僕が子供の頃は、飼い主のいない犬がまだ街をうろちょろしていた。
都心の駅近くには、傷痍軍人や物乞いがいた。
僕はよっちゃんと呼ばれていたのだが、同じ町内には、不良のよっちゃんと馬鹿のよっちゃんと、三人のよっちゃんがいた。
夏の縁日には、神社に必ず見せ物小屋がきて、鶏を食らう蛇女や乳が四つある牛女や得体の知れない畸形が登場するという看板がかかった。
一度だけ、そういう小屋の中に入ったのだが、その女性のあられもない姿を直視できず、すぐに出てしまった。
便所はくみ取り式があたりまえで、学校では、回虫検査があり、それにひっかかる友達もいた。
東京オリンピックの開催された昭和39年前後の東京は、まだまだ、雑然と埃っぽい、そんな状態だったのだ。
日常生活のなかに、ケガレがあたりまえに存在していて、それは、心がざわざわする感覚はあるものの、身近であり、あえて拒絶しようという思いはまったくなかった。
そういうものだった。
ある年を境にして東京杉並区の夏の夜空から、天の川が消えた。
星を見るのが好きだったよっちゃんには、そのときの残念な記憶が残っている。
急速に、土の道路がアスファルトに舗装され、かくれんぼした雑木林がなくなり、草野球した野原がなくなり、麦畑が消えていった。

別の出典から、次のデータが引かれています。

PR #66, opened 2024-11-29
Refactor CI using ecmwf-actions 

awnawab:
This PR brings the FIELD_API CI in line with other software packages by using ecmwf-actions. Coverage is also extended to include:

ふと気づくと、トイレは水洗となり、ウォッシュレットとなり、自動的に蓋がおじぎする便器まであらわれた。
街はとってもキレイになり、女性は化粧がとっても上手になり、奇妙な人間はこの世からまったく姿を消したように思える。
表面的には、すごく衛生的になった。
でも、ほんとうに、そうなのか。
この現実をぺろりと引きはがしてみたい誘惑にかられる。
人間が人間であるためには、雑菌のような得体の知れない存在が必要なのではないか。
ケガレに向き合い、つきあう術を学ぶことが大人になるということではないのか。
それを無理矢理に白い壁に押し込めてしまうと、何が起こるか。
雑菌に対する免疫力が低下した人間は、衛生に極度に敏感になり、非衛生なものを排除しようとする。
そのとき、何が起こるか。
キレイでないモノはキタナイという短絡的な発想からは何も生まれない。
キタナイのなかに、美しさや世の役に立つモノがいっぱいある。
ほんとうは、みんなが知っているはずなのだ。
タイを旅したときに感じた、人が生きている生命のちから。
いまのニッポンは、キレイと引き換えに、このちからを闇に封じ込めたような気がする。